(Extracted entries)
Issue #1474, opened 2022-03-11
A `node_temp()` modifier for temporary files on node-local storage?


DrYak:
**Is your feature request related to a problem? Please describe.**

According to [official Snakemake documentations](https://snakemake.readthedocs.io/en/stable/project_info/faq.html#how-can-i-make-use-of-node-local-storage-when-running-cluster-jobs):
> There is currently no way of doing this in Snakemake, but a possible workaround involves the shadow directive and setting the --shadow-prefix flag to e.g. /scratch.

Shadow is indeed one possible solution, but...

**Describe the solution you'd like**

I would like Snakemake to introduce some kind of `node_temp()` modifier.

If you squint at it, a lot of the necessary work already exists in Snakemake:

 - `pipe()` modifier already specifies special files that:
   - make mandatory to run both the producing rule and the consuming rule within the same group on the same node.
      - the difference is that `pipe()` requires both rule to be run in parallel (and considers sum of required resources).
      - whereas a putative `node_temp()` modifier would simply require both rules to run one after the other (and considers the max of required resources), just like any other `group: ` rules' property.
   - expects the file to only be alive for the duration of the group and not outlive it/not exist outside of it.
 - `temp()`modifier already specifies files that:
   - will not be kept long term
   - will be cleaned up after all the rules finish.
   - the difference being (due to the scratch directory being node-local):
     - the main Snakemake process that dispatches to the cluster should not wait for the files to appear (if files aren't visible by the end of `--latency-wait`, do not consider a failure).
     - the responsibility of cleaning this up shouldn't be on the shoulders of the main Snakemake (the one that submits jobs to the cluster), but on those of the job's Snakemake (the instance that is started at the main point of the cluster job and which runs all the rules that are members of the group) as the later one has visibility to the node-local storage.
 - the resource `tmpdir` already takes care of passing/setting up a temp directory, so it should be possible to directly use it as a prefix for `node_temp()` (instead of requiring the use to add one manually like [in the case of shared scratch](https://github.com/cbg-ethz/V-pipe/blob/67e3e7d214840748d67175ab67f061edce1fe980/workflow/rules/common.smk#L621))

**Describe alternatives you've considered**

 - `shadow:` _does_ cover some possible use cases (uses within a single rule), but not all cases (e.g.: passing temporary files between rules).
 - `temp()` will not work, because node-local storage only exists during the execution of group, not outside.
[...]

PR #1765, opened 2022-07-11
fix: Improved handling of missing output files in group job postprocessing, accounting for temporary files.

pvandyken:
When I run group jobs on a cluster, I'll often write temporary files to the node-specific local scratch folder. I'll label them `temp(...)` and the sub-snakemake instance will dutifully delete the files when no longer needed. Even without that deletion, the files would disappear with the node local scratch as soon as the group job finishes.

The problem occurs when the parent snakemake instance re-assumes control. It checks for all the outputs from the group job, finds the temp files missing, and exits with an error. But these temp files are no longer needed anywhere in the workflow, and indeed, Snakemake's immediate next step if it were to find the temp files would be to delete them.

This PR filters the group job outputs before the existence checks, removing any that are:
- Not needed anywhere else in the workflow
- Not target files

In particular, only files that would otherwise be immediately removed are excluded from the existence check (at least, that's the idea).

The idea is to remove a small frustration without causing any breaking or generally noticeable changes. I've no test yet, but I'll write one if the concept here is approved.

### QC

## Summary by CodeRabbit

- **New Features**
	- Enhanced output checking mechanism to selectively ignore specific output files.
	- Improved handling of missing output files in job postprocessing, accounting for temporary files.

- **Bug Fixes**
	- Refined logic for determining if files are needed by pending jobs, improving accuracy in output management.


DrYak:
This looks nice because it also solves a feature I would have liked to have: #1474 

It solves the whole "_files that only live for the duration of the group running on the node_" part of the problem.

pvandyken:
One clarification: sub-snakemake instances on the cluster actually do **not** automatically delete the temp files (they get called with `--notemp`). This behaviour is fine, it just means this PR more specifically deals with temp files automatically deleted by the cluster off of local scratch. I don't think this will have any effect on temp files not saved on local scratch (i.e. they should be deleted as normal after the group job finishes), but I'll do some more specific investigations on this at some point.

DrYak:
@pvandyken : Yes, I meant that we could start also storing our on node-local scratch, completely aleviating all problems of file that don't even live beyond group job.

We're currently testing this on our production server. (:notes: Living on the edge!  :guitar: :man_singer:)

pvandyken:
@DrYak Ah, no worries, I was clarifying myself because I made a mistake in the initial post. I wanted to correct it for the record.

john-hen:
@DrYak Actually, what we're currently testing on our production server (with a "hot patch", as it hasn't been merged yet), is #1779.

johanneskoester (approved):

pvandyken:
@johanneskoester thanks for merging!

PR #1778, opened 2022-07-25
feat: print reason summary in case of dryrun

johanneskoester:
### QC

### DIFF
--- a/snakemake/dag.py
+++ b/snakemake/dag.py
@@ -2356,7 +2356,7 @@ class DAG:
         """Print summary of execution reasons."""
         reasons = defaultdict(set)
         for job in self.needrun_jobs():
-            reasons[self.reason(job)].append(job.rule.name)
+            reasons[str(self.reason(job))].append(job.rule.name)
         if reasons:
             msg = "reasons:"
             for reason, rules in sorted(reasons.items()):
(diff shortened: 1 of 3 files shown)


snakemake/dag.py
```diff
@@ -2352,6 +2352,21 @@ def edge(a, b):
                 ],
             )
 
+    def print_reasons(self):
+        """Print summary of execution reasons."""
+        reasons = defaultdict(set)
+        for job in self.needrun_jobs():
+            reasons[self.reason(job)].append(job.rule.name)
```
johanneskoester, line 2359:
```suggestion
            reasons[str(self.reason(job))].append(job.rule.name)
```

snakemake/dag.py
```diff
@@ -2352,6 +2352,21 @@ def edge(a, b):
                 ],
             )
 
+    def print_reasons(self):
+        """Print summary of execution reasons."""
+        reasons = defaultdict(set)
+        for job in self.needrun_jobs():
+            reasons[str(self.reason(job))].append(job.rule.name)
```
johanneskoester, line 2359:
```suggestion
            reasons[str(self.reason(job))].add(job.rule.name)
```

(Work item) Across the whole listing, every line must be copied exactly.

(Response)
Issue #1474, opened 2022-03-11
A `node_temp()` modifier for temporary files on node-local storage?


DrYak:
**Is your feature request related to a problem? Please describe.**

According to [official Snakemake documentations](https://snakemake.readthedocs.io/en/stable/project_info/faq.html#how-can-i-make-use-of-node-local-storage-when-running-cluster-jobs):
> There is currently no way of doing this in Snakemake, but a possible workaround involves the shadow directive and setting the --shadow-prefix flag to e.g. /scratch.

Shadow is indeed one possible solution, but...

**Describe the solution you'd like**

I would like Snakemake to introduce some kind of `node_temp()` modifier.

If you squint at it, a lot of the necessary work already exists in Snakemake:

 - `pipe()` modifier already specifies special files that:
   - make mandatory to run both the producing rule and the consuming rule within the same group on the same node.
      - the difference is that `pipe()` requires both rule to be run in parallel (and considers sum of required resources).
      - whereas a putative `node_temp()` modifier would simply require both rules to run one after the other (and considers the max of required resources), just like any other `group: ` rules' property.
   - expects the file to only be alive for the duration of the group and not outlive it/not exist outside of it.
 - `temp()`modifier already specifies files that:
   - will not be kept long term
   - will be cleaned up after all the rules finish.
   - the difference being (due to the scratch directory being node-local):
     - the main Snakemake process that dispatches to the cluster should not wait for the files to appear (if files aren't visible by the end of `--latency-wait`, do not consider a failure).
     - the responsibility of cleaning this up shouldn't be on the shoulders of the main Snakemake (the one that submits jobs to the cluster), but on those of the job's Snakemake (the instance that is started at the main point of the cluster job and which runs all the rules that are members of the group) as the later one has visibility to the node-local storage.
 - the resource `tmpdir` already takes care of passing/setting up a temp directory, so it should be possible to directly use it as a prefix for `node_temp()` (instead of requiring the use to add one manually like [in the case of shared scratch](https://github.com/cbg-ethz/V-pipe/blob/67e3e7d214840748d67175ab67f061edce1fe980/workflow/rules/common.smk#L621))

**Describe alternatives you've considered**

 - `shadow:` _does_ cover some possible use cases (uses within a single rule), but not all cases (e.g.: passing temporary files between rules).
 - `temp()` will not work, because node-local storage only exists during the execution of group, not outside.
[...]

PR #1765, opened 2022-07-11
fix: Improved handling of missing output files in group job postprocessing, accounting for temporary files.

pvandyken:
When I run group jobs on a cluster, I'll often write temporary files to the node-specific local scratch folder. I'll label them `temp(...)` and the sub-snakemake instance will dutifully delete the files when no longer needed. Even without that deletion, the files would disappear with the node local scratch as soon as the group job finishes.

The problem occurs when the parent snakemake instance re-assumes control. It checks for all the outputs from the group job, finds the temp files missing, and exits with an error. But these temp files are no longer needed anywhere in the workflow, and indeed, Snakemake's immediate next step if it were to find the temp files would be to delete them.

This PR filters the group job outputs before the existence checks, removing any that are:
- Not needed anywhere else in the workflow
- Not target files

In particular, only files that would otherwise be immediately removed are excluded from the existence check (at least, that's the idea).

The idea is to remove a small frustration without causing any breaking or generally noticeable changes. I've no test yet, but I'll write one if the concept here is approved.

### QC

## Summary by CodeRabbit

- **New Features**
	- Enhanced output checking mechanism to selectively ignore specific output files.
	- Improved handling of missing output files in job postprocessing, accounting for temporary files.

- **Bug Fixes**
	- Refined logic for determining if files are needed by pending jobs, improving accuracy in output management.


DrYak:
This looks nice because it also solves a feature I would have liked to have: #1474 

It solves the whole "_files that only live for the duration of the group running on the node_" part of the problem.

pvandyken:
One clarification: sub-snakemake instances on the cluster actually do **not** automatically delete the temp files (they get called with `--notemp`). This behaviour is fine, it just means this PR more specifically deals with temp files automatically deleted by the cluster off of local scratch. I don't think this will have any effect on temp files not saved on local scratch (i.e. they should be deleted as normal after the group job finishes), but I'll do some more specific investigations on this at some point.

DrYak:
@pvandyken : Yes, I meant that we could start also storing our on node-local scratch, completely aleviating all problems of file that don't even live beyond group job.

We're currently testing this on our production server. (:notes: Living on the edge!  :guitar: :man_singer:)

pvandyken:
@DrYak Ah, no worries, I was clarifying myself because I made a mistake in the initial post. I wanted to correct it for the record.

john-hen:
@DrYak Actually, what we're currently testing on our production server (with a "hot patch", as it hasn't been merged yet), is #1779.

johanneskoester (approved):

pvandyken:
@johanneskoester thanks for merging!

PR #1778, opened 2022-07-25
feat: print reason summary in case of dryrun

johanneskoester:
### QC

### DIFF
--- a/snakemake/dag.py
+++ b/snakemake/dag.py
@@ -2356,7 +2356,7 @@ class DAG:
         """Print summary of execution reasons."""
         reasons = defaultdict(set)
         for job in self.needrun_jobs():
-            reasons[self.reason(job)].append(job.rule.name)
+            reasons[str(self.reason(job))].append(job.rule.name)
         if reasons:
             msg = "reasons:"
             for reason, rules in sorted(reasons.items()):
(diff shortened: 1 of 3 files shown)


snakemake/dag.py
```diff
@@ -2352,6 +2352,21 @@ def edge(a, b):
                 ],
             )
 
+    def print_reasons(self):
+        """Print summary of execution reasons."""
+        reasons = defaultdict(set)
+        for job in self.needrun_jobs():
+            reasons[self.reason(job)].append(job.rule.name)
```
johanneskoester, line 2359:
```suggestion
            reasons[str(self.reason(job))].append(job.rule.name)
```

snakemake/dag.py
```diff
@@ -2352,6 +2352,21 @@ def edge(a, b):
                 ],
             )
 
+    def print_reasons(self):
+        """Print summary of execution reasons."""
+        reasons = defaultdict(set)
+        for job in self.needrun_jobs():
+            reasons[str(self.reason(job))].append(job.rule.name)
```
johanneskoester, line 2359:
```suggestion
            reasons[str(self.reason(job))].add(job.rule.name)
```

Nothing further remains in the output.